[Work to be completed]
Provide only the number of lines in the records where "amazon" appears.

━━ Input for this task ━━

PR #5878, opened 2025-04-07
fix web view container to shift content up when bottom navigation bar is visible

LukasPaczos:
Task/Issue URL: https://app.asana.com/0/0/1209897414427802

### Description
Adds to the browser container a behavioral dependency on the navigation bar, so that the content of the browser doesn't overlap with the bar.

### Steps to test this PR

- [ ] Verify that in production there's no unexpected content padding on the bottom of the web view, both in top and bottom omnibar positions.
- [ ] Enable the experimental UI feature flag, open a page like YouTube or any other page that has persistent element at the bottom (which is easiest to test with), and ensure that all page content is always visible.

### UI changes

_before_

https://github.com/user-attachments/assets/d6c73985-b667-4c85-a29d-e7381e2fd44d

_after_

https://github.com/user-attachments/assets/c48f8c3c-3641-4b72-89ab-ca920287d36a


malmstein (approved):
Nice, works as expected!

PR #5902, opened 2025-04-11
cache site errors and assign to pages after they load

LukasPaczos:
Task/Issue URL: https://app.asana.com/1/137249556945/project/1208671518894266/task/1209947027710700

### Description
Resolves an issue where a web view error delivered while user is reloading the current page would overwrite local state, making it invalid and showing wrong URL and warnings about a lack of protections.

### Steps to test this PR

- Open `amazon.com` (either from SERP or manually)
- Type in **manually** `amazon.com` and load the page multiple times.
- Verify that address bar keeps showing the correct URL (including HTTPS) and privacy shield.
- Opening privacy dashboard should always show that protections are active and that the site is secure.

You can also try with `abc.com`, `cnn.com` (which always should show `edition.cnn.com`).


mikescamell (approved):
LGTM! Nice work! 🙌 

I lack some of the original context but read through what happened, tested this on multiple sites and it worked ✅

PR #5907, opened 2025-04-14
update Custom Tab omnibar and navigation bar behavior/layout

LukasPaczos:
Task/Issue URL: https://app.asana.com/1/137249556945/project/1208671518894266/task/1209703519253563?focus=true

### Description
Updated the behavior of navigation bar to hide when in Custom Tab. Also re-aligned Custom Tab design with production, only with the updated background colors.

I tried reusing as much from the production implementation as possible, since the designs are nearly identical.

### Steps to test this PR
- [ ] With experimental changes flag disabled, ensure that the omnibar's background color in Custom Tab is white when light theme (same as production).
- [ ] With experimental changes flag enabled ensure that:
  - [ ] Omnibar's background color in Custom Tab is warmer white when light theme.
  - [ ] Overflow menu is anchored to the omnibar and navigation buttons are at the top.
  - [ ] There are no rounded corners around the web view.

### UI changes
1. Experiment before
2. Experiment after
3. Production

| 1 | 2 | 3 |
| ------ | ------ | ------ |
|  Screenshot_20250414_135544 | Screenshot_20250414_164147 | Screenshot_20250414_144119 |

### DIFF
--- a/app/src/main/java/com/duckduckgo/app/browser/omnibar/experiments/FadeOmnibarLayout.kt
+++ b/app/src/main/java/com/duckduckgo/app/browser/omnibar/experiments/FadeOmnibarLayout.kt
@@ -20,6 +20,7 @@ import android.animation.ValueAnimator
 import android.content.Context
 import android.util.AttributeSet
 import android.view.View
+import android.view.ViewOutlineProvider
 import android.view.animation.DecelerateInterpolator
 import android.widget.ImageView
 import android.widget.LinearLayout
@@ -117,8 +118,6 @@ class FadeOmnibarLayout @JvmOverloads constructor(
                 top = 0,
             )
         }
-
-        outlineProvider = null
     }
 
     override fun onDetachedFromWindow() {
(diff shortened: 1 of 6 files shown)


app/src/main/java/com/duckduckgo/app/browser/omnibar/experiments/FadeOmnibarLayout.kt
```diff
@@ -127,12 +126,22 @@ class FadeOmnibarLayout @JvmOverloads constructor(
...
-            showTabsMenu = false,
-        )
-        super.render(experimentalViewState)
+        if (viewState.viewMode is ViewMode.CustomTab) {
+            // adds a drop shadow for the AppBarLayout, in case it was removed at any point
+            outlineProvider = ViewOutlineProvider.BACKGROUND
+            super.render(viewState)
+        } else {
+            // removes the drop shadow from the AppBarLayout to make it appear flat in the view hierarchy
+            outlineProvider = null
```
malmstein, line 135: this shouldn’t be needed every single time the view state is rendered. the omnibar won’t change from custom tab to browser mode.

malmstein (changes requested):
Works as expected but there are some UI misalignments we should fix, I’ve added a video to the task.

app/src/main/java/com/duckduckgo/app/browser/omnibar/experiments/FadeOmnibarLayout.kt
LukasPaczos: > the omnibar won’t change from custom tab to browser mode

While that's true now, I don't want to bake that assumption into the codebase. The layout doesn't know it, and it should just react to what's in the view model.

This setter function is guarded by an equality check under the hood, so there's no perf penalty.

LukasPaczos:
Fixing the content jump issue in https://github.com/duckduckgo/Android/pull/5917. This is ready for a final review @malmstein.

malmstein (approved):
LGTM

PR #5908, opened 2025-04-14
Fix: Undo delete snackbar in the browser

0nko:
Task/Issue URL: https://app.asana.com/1/137249556945/project/1202552961248957/task/1209975829243855?focus=true

### Description

This PR fixes the mechanism to display the undo delete snackbar in the browser screen after all tabs are deleted in the tab switcher, when the snackbar would not show up correctly. 

The PR also fixes the position of the snackbar so that it's shown above the omnibar if it's set to the bottom position.

### Steps to test this PR

- [x] Have 3 tabs and Omnibar set to bottom of the screen
- [x] Close a tab that is not selected
- [x] Switch to the last tab that is not selected while the snackbar is showing
- [x] Verify no snackbar is displayed in the browser screen
- [x] Go back to the tab switcher
- [x] Close one of the tabs, then immediately close the last tab
- [x] Verify the undo snackbar is displayed for the last tab closed
- [x] Verify the snackbar is displayed above the bottom address bar

### UI changes

<image src="https://github.com/user-attachments/assets/7816d82f-004e-4534-ba01-8c91e386d13b" width="300" />


app/src/main/java/com/duckduckgo/app/browser/BrowserTabFragment.kt
```diff
@@ -617,6 +617,20 @@ class BrowserTabFragment :
 
     private var webView: DuckDuckGoWebView? = null
 
+    private val tabSwitcherActivityResult = registerForActivityResult(StartActivityForResult()) { result ->
+        if (result.resultCode == RESULT_OK) {
+            // Handle any result data if needed
+            result.data?.let { intent ->
+                intent.extras?.let { extras ->
+                    val deletedTabIds = extras.getStringArrayList(TabSwitcherActivity.EXTRA_KEY_DELETED_TAB_IDS)
+                    if (deletedTabIds != null && deletedTabIds.size > 0) {
```
mikescamell, line 626: 💡Could use `isNotEmpty` instead of `> 0`

app/src/main/java/com/duckduckgo/app/browser/BrowserTabFragment.kt
```diff
@@ -617,6 +617,20 @@ class BrowserTabFragment :
...
+                        (activity as? BrowserActivity?)?.onTabsDeletedInTabSwitcher(deletedTabIds)
+                    }
```
mikescamell, line 628: 🔍 I think I'd prefer something more like this:

`(requireActivity() as BrowserActivity).onTabsDeletedInTabSwitche(deletedTabIds)`

but if you want to be safe fair enough 👍

app/src/main/java/com/duckduckgo/app/browser/BrowserActivity.kt
```diff
@@ -651,20 +643,33 @@ open class BrowserActivity : DuckDuckGoActivity() {
...
-            onAction = { viewModel.undoDeletableTabs(tabIds) },
-            onDismiss = { viewModel.purgeDeletableTabs() },
-        ).show()
+        lifecycleScope.launch {
+            // allow the tab fragment to initialize for the snackbar
+            delay(500)
+
+            val anchorView = when (settingsDataStore.omnibarPosition) {
+                TOP -> binding.fragmentContainer
+                BOTTOM -> currentTab?.omnibar?.newOmnibar ?: binding.fragmentContainer
```
mikescamell, line 652: ❓Why can we use the FragmentContainer for the top omnibar but have to switch for the bottom? 🤔The top is fine with the snackbar, right?

app/src/main/java/com/duckduckgo/app/browser/BrowserActivity.kt
```diff
@@ -651,20 +643,33 @@ open class BrowserActivity : DuckDuckGoActivity() {
...
-            message = resources.getQuantityString(R.plurals.tabSwitcherCloseTabsSnackbar, tabIds.size, tabIds.size),
-            action = getString(R.string.tabClosedUndo),
-            showAction = true,
-            onAction = { viewModel.undoDeletableTabs(tabIds) },
-            onDismiss = { viewModel.purgeDeletableTabs() },
-        ).show()
+        lifecycleScope.launch {
+            // allow the tab fragment to initialize for the snackbar
+            delay(500)
+
```
mikescamell, line 649: 🤔Something feels off that we have to wait, but I guess each tab has it's own omnibar, so adding snackbar handling to each tab could get weird

mikescamell (commented):
Something was not right when testing the second part of the steps. I ended up in a state with one new tab page but it was displaying 2 tabs.

app/src/main/java/com/duckduckgo/app/browser/BrowserTabFragment.kt
0nko: `BrowserTabFragment` can also be inside a `CustomTabActivity`. You probably wouldn't get here from there but it's better to be safe IMO.

app/src/main/java/com/duckduckgo/app/browser/BrowserActivity.kt
0nko: This fixes the snackbar covering the bottom address bar.

app/src/main/java/com/duckduckgo/app/browser/BrowserActivity.kt
0nko: Without this the snackbar wouldn't be visible in certain cases (closing tabs one by one until all are deleted). The problem is that the snackbar is attached to the wrong fragment (I think). This fixes it.

app/src/main/java/com/duckduckgo/app/tabs/ui/TabSwitcherViewModel.kt
```diff
@@ -609,15 +609,16 @@ class TabSwitcherViewModel @Inject constructor(
...
         val mode: Mode = Normal,
         val layoutType: LayoutType? = null,
     ) {
+        val tabs: List<Tab> = tabSwitcherItems.filterIsInstance<Tab>()
         val numSelectedTabs: Int = (mode as? Selection)?.selectedTabs?.size ?: 0
 
         val dynamicInterface = when (mode) {
             is Normal -> {
-                val isThereOnlyNewTabPage = tabItems.size == 1 && tabItems.mapNotNull { it as? Tab }.any { it.isNewTabPage }
+                val isThereOnlyNewTabPage = tabs.size == 1 && tabs.first().isNewTabPage
```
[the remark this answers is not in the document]
0nko: That wouldn't guarantee there is exactly one tab.

PR #5917, opened 2025-04-15
fix Omnibar's content jump when Custom Tab's title becomes available

LukasPaczos:
Task/Issue URL: https://app.asana.com/1/137249556945/project/1208671518894266/task/1209987826470158?focus=true

### Description

All the of the text views are anchored to the title, so to fix the content jump I'm making sure that the title view is always present in the layout and hidden instead of removed when title text is not available.

### Steps to test this PR

- [ ] Open a Custom Tab and make sure that once content loads, there's no position shift in text views.

### UI changes

_before_

https://github.com/user-attachments/assets/acafa3cf-6e11-4c8d-bca2-3520562b9e75

_after_

https://github.com/user-attachments/assets/3267bda7-0e83-4853-8cf4-1e9936ae127a


malmstein (approved):
LGTM

PR #5919, opened 2025-04-16
Quick win: Skip the current tab in switch-to-tab suggestions

0nko:
Task/Issue URL: https://app.asana.com/1/137249556945/project/1207418217763355/task/1208855331182033?focus=true

### Description

This PR filters out the current tab from the switch-to-tab suggestion list.

### Steps to test this PR

- [x] Clear tabs, so there is only 1 active tab
- [x] Visit a page (i.e. [nike.com](https://nike.com/))
- [x] In that same tab, tap into the address bar and type nike
- [x] Verify that only the history suggestion is displayed for the Nike website, not a switch-to-tab suggestion


anikiki (approved):

PR #8315, opened 2026-04-17
Fix favicons not showing on the favorites widget

landomen:
Task/Issue URL: https://app.asana.com/1/137249556945/project/414730916066338/task/1214072492090532?focus=true

### Description
We introduced a bug when fixing the favorites widget for Android 16, causing the generated favicon to be used in most cases instead of the actual favicon. This was due to using the domain instead of base host as the cache key.

Generated placeholder favicons are now stored in a separate folder to avoid overwriting the main browser one. The files are removed when widget is deleted.

### Steps to test this PR

- [ ] Add a few favorites
- [ ] Add favorites and search widget to home screen
- [ ] Favicons should be visible instead of the generated placeholders with letters

### UI changes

━━━

[Exercise output]
2